On June, 2010, Master Cai was requested to write forewords for Bruce’s Chinese edition “Tao of Gung Fu.” He wrote, “Though I and Bruce had never met each other but through the affinity of martial arts, we had borne a deep relationship….”

It was such a coincidence that both Master Cai and Bruce were born on the same month and same day, i.e. Master Cai’s birthday was on 27 Nov 1928 and Bruce’s birthday was on 27 Nov 1940. Both were born in the year of the dragon and the only difference was the 12 years gap between them.
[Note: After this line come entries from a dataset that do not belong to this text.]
PR #135, opened 2015-08-24
Added config option to get password by running external command

ellisadigvom:
Because keeping passwords in plain text gives me the creeps.


michael-lazar:
Hi Ellis, thanks for the contribution!

I understand your concern and other people have brought this up in the past as well. The current suggested flow is to leave the password blank and just type it into the prompt every time you launch the application. What external command are you using? Is there any reason you can't do ``rtv -p $"{command}"``?

ellisadigvom:
There's no reason, actually. I simply thought it would be more convenient to have all the configuration in one place. Though now that I think of it, I can accomplish that with an alias.

Nevermind then.

PR #136, opened 2015-08-27
add undocumented function to display new messages

shaggytwodope:


michael-lazar:
Hey thanks! I think this should be in the authenticated commands section (doesn't work unless you're logged in)

shaggytwodope:
@michael-lazar Adjusted. Didnt cross my mind to put in that section lol.

PR #142, opened 2015-09-02
Terminal web browser support (OAuth)

TheoPib:
I implemented terminal web browser support for OAuth. I've tested it with elinks and it worked (the browser must however be closed manually after allowing access for the authentication flow to continue). It seems to be working with the tests I did, but they may not be sufficient. Keep me updated on possible issues.

### DIFF
--- a/README.rst
+++ b/README.rst
@@ -163,9 +163,10 @@ RTV will read two configuration files:
 Each line in the files will replace the corresponding default argument in the launch script.
 This can be used to avoid having to re-enter login credentials every time the program is launched.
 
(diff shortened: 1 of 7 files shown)


TheoPib:
Also, since OAuthTool and therefore Tornado web server are started only if needed (initial authentication), the "Address already is use" exception that would appear when running two RTV simultaneously (caused by two concurrent Tornado instances trying to listen on the same port) is gone.

TheoPib:
Actually, I'm not satisfied with the way it currently works. I feel I'm making things more complicated than they should be. Closing this and starting over.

Master Cai was known as the “Big Dragon” while Bruce was the “Little Dragon.” “Maybe this is the special affinity between both of us,” Master Cai said.
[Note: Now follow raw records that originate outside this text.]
PR #146, opened 2015-09-20
added a manpage

shaggytwodope:
Added a simple man page, if this is a shit idea. Or you'd like something re-done let me know. 

Most of it is taken from -h output, be glad to redo any bit.

### DIFF
--- a/MANIFEST.in
+++ b/MANIFEST.in
@@ -1,7 +1,4 @@
 include version.py
 include CHANGELOG.rst CONTRIBUTORS.rst LICENSE
-<<<<<<< HEAD
 include rtv.1
-=======
 include rtv/templates/*
->>>>>>> 28d17b28d0840f75386586686897e9316378150e
--- a/MANIFEST.in
+++ b/MANIFEST.in
@@ -1,2 +1,3 @@
 include version.py
 include CHANGELOG.rst CONTRIBUTORS.rst LICENSE
+include rtv.1
--- a/rtv.1
+++ b/rtv.1
@@ -1,0 +1,113 @@
+.TH "rtv" "1" "September 2015" "Version 20150919" "Usage and Commands"
+.SH NAME
+rtv - Browse Reddit from your terminal
+.SH SYNOPSIS
+rtv [-h] [-s SUBREDDIT] [-l LINK] [--ascii] [--log FILE] [-u USERNAME]
+.SH DESCRIPTION
+.B Reddit Terminal Viewer
+is a lightweight browser for www.reddit.com built into a
+terminal window.
+.SH OPTIONS
+.TP
+\fB\-h\fR, \fB\-\-help\fR
+show this help message and exit
+.TP
+\fB\-s\fR SUBREDDIT
+subreddit name
+.TP
+\fB\-l\fR LINK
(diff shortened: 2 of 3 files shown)


michael-lazar:
Hey this is great! I'm not too familiar with man pages, is there a guide/example that you went off of when setting up the **setup.py** file? I would love to take a look out of curiosity. Also does this work on both linux and osx?

shaggytwodope:
Python has no native mechanism I'am aware of to handle manpages, Alot of projects simply use the data_files feature in setup.py to do this. I basicly searched all over the web on how to do this. 

One example would be https://github.com/0x90/scapy-osx/blob/master/setup.py

I see no reason not to expect it to work for osx (alot of stuff I googled does this the same). However I've no such hardware to test on, so can't confirm this on my own.

shaggytwodope:
Little bit of googling http://serverfault.com/questions/391834/where-are-os-x-man-pages-stored
Assuming no odd env settings by the user, this should work. However as I mentioned I've no way to confirm. If anyone can confirm this tho as the default path that'd be wonderful.

michael-lazar:
Yea I just checked [youtube-dl](https://github.com/rg3/youtube-dl/blob/master/setup.py) and they do the same thing as well (share/man/man1). It looks like it should work for at least the majority of distros.

michael-lazar:
I'm thinking about removing the "Controls" section. There are quite a few keys and I foresee it becoming a pain to maintain the definitions across 3 different files (readme, docs.py, and now the man page). I think it would be ok to add something like "type ? for a list of commands" to the description section instead. Thoughts?

Also how about adding an ENVIRONMENT section with short descriptions for $RTV_EDITOR and $BROWSER, since those are both used environment variables that we use.

michael-lazar:
Also a FILES section that lists the config file location

shaggytwodope:
https://u.teknik.io/KcYxNP.png
Added the sections you mentioned, tossed a screenshot cause I can. As far as removing the controls part just say the word and I can remove it. Just mention the basics maybe, and then point towards the feature to press ? and view list in rtv. I think thats a nice balance, a man page doesn't need to be utterly details if the program offers some basics for use imo.

As always anything needs to be fixed or something let me know, I'am far from the greatest editor ever lol.

michael-lazar:
Good point. I would say go for it, remove the controls section and replace with a short blurb (a sentence or two) about the basic controls and pressing ``?``. You can get rid of the authentication section too, the master branch has switched to using only OAuth now.

shaggytwodope:
Alrighty, edited accordingly.

michael-lazar:
Merged! I made some minor changes in style, I hope you don't mind.

I also had some fun and turned the manpage into a template. So now when you do something like change the version number or add a new command line argument you can simply run ``python scripts/build_manpage`` and the page will be rebuilt. That way, hopefully it won't fall out-of-date with the rest of the documentation!

shaggytwodope:
No worries at all on any changes. I need to remember to add the new manpage generation to the new release version for the AUR package.

michael-lazar:
As of now you shouldn't have to do anything, I'll run it everytime there's a new release and commit the updated manpage to the master branch.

Master Cai’s Comments on Bruce’s Kung Fu
=================================
Master Cai spoke to some friends (note: probably Jesse Glover, Dan Lee who had visited mainland China before their passing) of Bruce and got to know that Bruce actually saw Master Cai as a learning model in martial arts. They said Bruce was an idol of many martial arts fans and Bruce himself looked upon Master Cai as his Kung Fu idol, probably due to his highly skilled martial arts and his feats over the Western fighters in the 1940s. They also told him that Bruce was very diligent in practicing Kung Fu and had studied many martial arts manuals. His two books “The Basic Training of Wushu Exercise” and “First Routine of Hwa Kuen” were two favorites of Bruce who read it very often during the early 60s. As mentioned above, the first manual is used as a blueprint for Bruce’s first and only martial arts book, “Chinese Gung Fu – The philosophical Arts of Self-Defense.”
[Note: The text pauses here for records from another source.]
PR #151, opened 2015-10-02
Make loads interruptible and some more small things.

Ferada:
Hi, this adds one feature I'm missing, the ability to cancel loads (because bad network etc.). It's similar to the `safe_call` mechanism, except it responds to <kbd>Ctrl-C</kbd>/`SIGINT` during blocking loads (while "Downloading..." shows). I haven't *yet* annotated all instances of these (mostly because I'd have to find them first), but the initial download, the comment thread and the "more comments" fields have been changed.

The other commits are more cleanups, although I noticed that `curses.wrapper` was initially used, but then rewritten into `curses_session`; I'm not sure why, so I included this proposal to reduce the lines of code again.

I'm happy to restructure this if doesn't look good so far, but I also want early feedback if this is even wanted. Btw. is there a common location for chat/discussion so far, except in the issues tracker?

### DIFF
--- a/rtv/__main__.py
+++ b/rtv/__main__.py
@@ -63,7 +63,8 @@ def main():
         print('Connecting...')
         reddit = praw.Reddit(user_agent=AGENT.format(version=__version__))
         reddit.config.decode_html_entities = False
-        with curses_session() as stdscr:
+
+        def loop(stdscr):
             oauth = OAuthTool(reddit, stdscr, LoadScreen(stdscr))
             if oauth.refresh_token:
                 oauth.authorize()
@@ -71,8 +72,11 @@ def main():
             if args.link:
                 page = SubmissionPage(stdscr, reddit, oauth, url=args.link)
                 page.loop()
+
             page = SubredditPage(stdscr, reddit, oauth, args.subreddit)
             page.loop()
+
+        curses_session(loop)
     except (praw.errors.OAuthAppRequired, praw.errors.OAuthInvalidToken):
         print('Invalid OAuth data')
     except praw.errors.NotFound:
--- a/rtv/__main__.py
+++ b/rtv/__main__.py
@@ -2,6 +2,7 @@ import os
 import sys
 import locale
 import logging
+import signal
 
 import requests
 import praw
@@ -10,7 +11,7 @@ import tornado
 
 from . import config
 from .exceptions import SubmissionError, SubredditError, SubscriptionError, ProgramError
-from .curses_helpers import curses_session, LoadScreen
+from .curses_helpers import curses_session, KeyboardInterruptible, LoadScreen
 from .submission import SubmissionPage
 from .subreddit import SubredditPage
 from .docs import AGENT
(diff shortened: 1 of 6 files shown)


michael-lazar:
Hi, thanks for the PR! I looked over it briefly and I think most of the clean-up code looks good ;) I would say don't go crazy on refactoring but if you notice simple things like the configuration loading changes you made, those are fair game. 

It's still a small project so the issue tracker is your best bet for communication. I prefer that to email because it leaves a public record and other have a chance to join in the conversation. Feel free to post general discussion or questions there too, it doesn't have to be limited to specific issues.

A couple comments on the KeyboardInterruptible
- First off, I really like the idea of cancelling loads and I think it's a valuable feature to add.
- Why are you altering SIGINT? I'm not too familiar with it but from what I understand  (http://stackoverflow.com/a/1112350) if you send a signal to kill the program, it should kill the program. If I type ``kill rtv`` the whole thing should exit immediately no matter what is happening inside.
- Would it make sense to add this functionality directly into the LoadScreen class? That would theoretically cover every time we could want to cancel something from loading.
- Continuing on the previous points, to me it feels more intuitive to use the ``esc`` key to cancel. Escape is already used in other places in the code to cancel operations, and there's an EscapeInterrupt exception that you can raise. Would be a bit harder to implement (maybe add a stdscr.getch() to the loading-screen's background thread that raises an exception in when esc is pressed?). It just feels dirty to override ctrl-c to mean something other than "terminate".

michael-lazar:
Also please excuse me, I will be on vacation this week and may be slow/absent to respond until I get back.

Ferada:
- Regarding altering `SIGINT`, that signal is usually send with <kbd>Ctrl-C</kbd>, but it's different from `SIGQUIT` or `SIGKILL`, so it will *only* affect this specific use case; killing the process with `kill` uses `SIGTERM` by default, so that's already different and the alteration explicitly doesn't handle `SIGTERM`.
- Regarding adding it to `LoadScreen`, possibly. I didn't want to make it too complicated, but I'll look if that works with minimal alterations, i.e. the same protocol with `.disable()` (respectively `done = True`).
- It would indeed be better to cancel on escape/any other customisable key. However as far as I understood the loading happens synchronously, so there's no way to interrupt it except via signals? I'll look again at the background thread, but that's the reasoning why I choose to do it this way.

michael-lazar:
Gotcha, thanks for clearing the ``SIGINT`` up.

michael-lazar:
Hey! Over the past few I've been working to refactor parts of the project and I wanted to give an update. 

First of all I apologize for not merging this PR, it came at a busy time for me and kind of fell between the cracks. However I was able to draw a lot of inspiration from it. I ended up going forward and adding this functionality into the ``loader``'s context manager. I also increased the usage of ``loader`` throughout to code to cover almost every blocking HTTP call. As a result, the program as a whole is a lot more responsive now and has straightforward error handling when something doesn't load. Also, I was able to hook the <kbd>Esc</kbd> key to trigger a SIGINT from the ``loader``'s thread, so now you can cancel a request without having to press <kbd>ctrl-c</kbd>

Ferada:
Great, thanks for the update.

As to some rumor that said Bruce did not understand Chinese martial arts, Master Cai denied that. From what he understood, Bruce learnt at least 8 types of traditional Chinese martial arts. Master Cai said, “Bruce first learnt Wu Style’s Tai Chi from his father, then Wing Chun from Ip Man, followed by Yi Chuan from the student of Grandmaster Wong Hong-Joi. He also learnt Jit Kuen, Kung Lik Kuen and Bang Bo Kuen (Praying Mantis) from Siu Hon-Sung. Furthermore, he had picked up Hung Gar and Choy Li Fut from other masters. He also self-learnt “Lo Han Hsin Yi Chuan” from the video demo of a Shaolin monk. Of course, Bruce also self-learnt my famous Hwa Kuen.”

Master Cai continued, “In the early 60s, mainland China published a huge volumes of martial arts books (mostly northern styles). These quality martial arts books have very clear text and scientific systems as well as simple approaches. For those with very good martial arts foundation, they can simply self-learn these skills through the books.” Bruce bought a lot of these martial arts books from HK, and the bookstores in Chinatown of the U.S. and Canada etc. One thing to note is that, Bruce diligently trained his basics from Master Cai’s book, “The Basic Training of Wushu Exercise.” This was one of the reasons why Bruce could use his waist and legs very flexibly and could kick just liked his punch.

Bruce should be thankful to Master Cai for influencing his journey of Gung Fu learning in the early years. Master Cai had contributed a lot to the martial arts world with his many publications, teachings and therefore impacted many generations of martial arts practitioners, especially those in Chinese Wushu. Master Cai had passed away in Shanghai, at the age of 87, on December 19th, 2015. R.I.P.


Photos of Master Cai Longyun: https://postimg.org/image/d0xj5v3hz/

Great info.

So, Lee learned that kicks from Master Cai's Hwa Kuen. This should stop the rumor that Lee learned Northern Shaolin from WJM's footage. Totally outrageous! WJM's camp really came up with many stories just to make Lee looked bad and liked a loser.

Thanks for the proof, LJF!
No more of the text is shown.